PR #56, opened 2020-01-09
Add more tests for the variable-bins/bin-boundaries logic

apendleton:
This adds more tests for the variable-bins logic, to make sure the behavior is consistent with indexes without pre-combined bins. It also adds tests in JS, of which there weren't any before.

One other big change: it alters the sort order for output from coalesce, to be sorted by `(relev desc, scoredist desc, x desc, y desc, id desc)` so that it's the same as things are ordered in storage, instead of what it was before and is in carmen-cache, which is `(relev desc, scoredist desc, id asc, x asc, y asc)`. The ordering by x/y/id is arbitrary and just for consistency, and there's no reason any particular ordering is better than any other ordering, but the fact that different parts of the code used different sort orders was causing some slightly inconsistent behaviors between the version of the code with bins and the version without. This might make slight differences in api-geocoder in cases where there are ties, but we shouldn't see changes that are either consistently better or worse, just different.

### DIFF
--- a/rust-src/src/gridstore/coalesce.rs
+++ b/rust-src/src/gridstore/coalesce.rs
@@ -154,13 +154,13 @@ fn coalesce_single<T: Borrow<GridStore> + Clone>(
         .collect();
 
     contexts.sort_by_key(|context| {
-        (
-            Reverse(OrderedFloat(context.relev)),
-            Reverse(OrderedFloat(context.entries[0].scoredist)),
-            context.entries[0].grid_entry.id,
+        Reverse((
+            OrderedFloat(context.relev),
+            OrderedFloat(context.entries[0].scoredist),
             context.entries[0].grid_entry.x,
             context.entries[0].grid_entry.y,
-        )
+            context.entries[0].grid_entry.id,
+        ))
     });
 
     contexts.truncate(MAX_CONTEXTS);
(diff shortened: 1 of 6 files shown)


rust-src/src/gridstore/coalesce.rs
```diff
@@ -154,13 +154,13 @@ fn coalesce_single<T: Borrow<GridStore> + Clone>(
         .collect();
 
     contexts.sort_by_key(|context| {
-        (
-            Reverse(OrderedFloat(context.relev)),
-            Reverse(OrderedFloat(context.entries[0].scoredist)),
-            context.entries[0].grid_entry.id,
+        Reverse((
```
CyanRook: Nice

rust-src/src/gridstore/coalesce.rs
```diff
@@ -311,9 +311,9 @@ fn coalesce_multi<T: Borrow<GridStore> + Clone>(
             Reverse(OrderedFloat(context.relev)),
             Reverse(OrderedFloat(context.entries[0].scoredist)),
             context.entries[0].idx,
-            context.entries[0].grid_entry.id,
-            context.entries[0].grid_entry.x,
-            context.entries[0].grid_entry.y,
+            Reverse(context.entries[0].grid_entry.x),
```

—————

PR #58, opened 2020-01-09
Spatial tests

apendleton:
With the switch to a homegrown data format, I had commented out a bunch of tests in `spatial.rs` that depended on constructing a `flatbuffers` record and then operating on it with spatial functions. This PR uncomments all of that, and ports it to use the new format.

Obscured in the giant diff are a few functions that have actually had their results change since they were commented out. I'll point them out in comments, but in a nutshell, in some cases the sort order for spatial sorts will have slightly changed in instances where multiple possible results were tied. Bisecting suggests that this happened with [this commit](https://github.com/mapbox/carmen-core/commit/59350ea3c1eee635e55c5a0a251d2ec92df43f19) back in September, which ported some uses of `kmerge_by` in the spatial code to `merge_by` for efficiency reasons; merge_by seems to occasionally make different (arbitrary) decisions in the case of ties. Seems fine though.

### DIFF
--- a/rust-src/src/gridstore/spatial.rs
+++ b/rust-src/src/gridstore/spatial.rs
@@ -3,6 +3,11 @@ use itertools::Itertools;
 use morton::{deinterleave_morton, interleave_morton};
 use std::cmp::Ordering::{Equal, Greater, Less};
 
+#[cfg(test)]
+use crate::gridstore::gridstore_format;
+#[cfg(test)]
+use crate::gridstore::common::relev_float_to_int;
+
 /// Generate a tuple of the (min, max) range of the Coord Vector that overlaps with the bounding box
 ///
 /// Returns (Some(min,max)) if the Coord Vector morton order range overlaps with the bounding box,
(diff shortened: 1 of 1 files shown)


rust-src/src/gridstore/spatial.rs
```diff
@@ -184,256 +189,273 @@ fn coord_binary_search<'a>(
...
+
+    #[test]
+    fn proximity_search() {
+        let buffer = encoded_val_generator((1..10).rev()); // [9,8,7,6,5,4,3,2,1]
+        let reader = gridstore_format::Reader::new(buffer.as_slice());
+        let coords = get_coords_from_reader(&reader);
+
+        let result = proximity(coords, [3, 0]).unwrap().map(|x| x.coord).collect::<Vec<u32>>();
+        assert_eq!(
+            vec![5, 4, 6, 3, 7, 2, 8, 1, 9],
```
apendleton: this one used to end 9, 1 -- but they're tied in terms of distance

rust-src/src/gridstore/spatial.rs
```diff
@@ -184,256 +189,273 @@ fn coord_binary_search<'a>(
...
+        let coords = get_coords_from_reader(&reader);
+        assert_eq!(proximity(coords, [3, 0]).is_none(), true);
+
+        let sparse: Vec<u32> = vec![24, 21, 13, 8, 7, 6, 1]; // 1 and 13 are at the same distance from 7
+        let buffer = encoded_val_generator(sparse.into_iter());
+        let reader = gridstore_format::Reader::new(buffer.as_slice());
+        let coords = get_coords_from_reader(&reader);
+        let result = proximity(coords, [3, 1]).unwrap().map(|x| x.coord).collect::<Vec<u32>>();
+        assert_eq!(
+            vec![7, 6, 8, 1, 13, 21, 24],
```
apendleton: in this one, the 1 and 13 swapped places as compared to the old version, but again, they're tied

—————

> [PROBLEM DETAILS]: From the records above, retype only the lines starting at the line that contains "Spatial tests" and ending at the line that contains "-3,6 +3,11 @@ use itertools::Itertools;", both included.

> [ANSWER BELOW]:
Spatial tests

apendleton:
With the switch to a homegrown data format, I had commented out a bunch of tests in `spatial.rs` that depended on constructing a `flatbuffers` record and then operating on it with spatial functions. This PR uncomments all of that, and ports it to use the new format.

Obscured in the giant diff are a few functions that have actually had their results change since they were commented out. I'll point them out in comments, but in a nutshell, in some cases the sort order for spatial sorts will have slightly changed in instances where multiple possible results were tied. Bisecting suggests that this happened with [this commit](https://github.com/mapbox/carmen-core/commit/59350ea3c1eee635e55c5a0a251d2ec92df43f19) back in September, which ported some uses of `kmerge_by` in the spatial code to `merge_by` for efficiency reasons; merge_by seems to occasionally make different (arbitrary) decisions in the case of ties. Seems fine though.

### DIFF
--- a/rust-src/src/gridstore/spatial.rs
+++ b/rust-src/src/gridstore/spatial.rs
@@ -3,6 +3,11 @@ use itertools::Itertools;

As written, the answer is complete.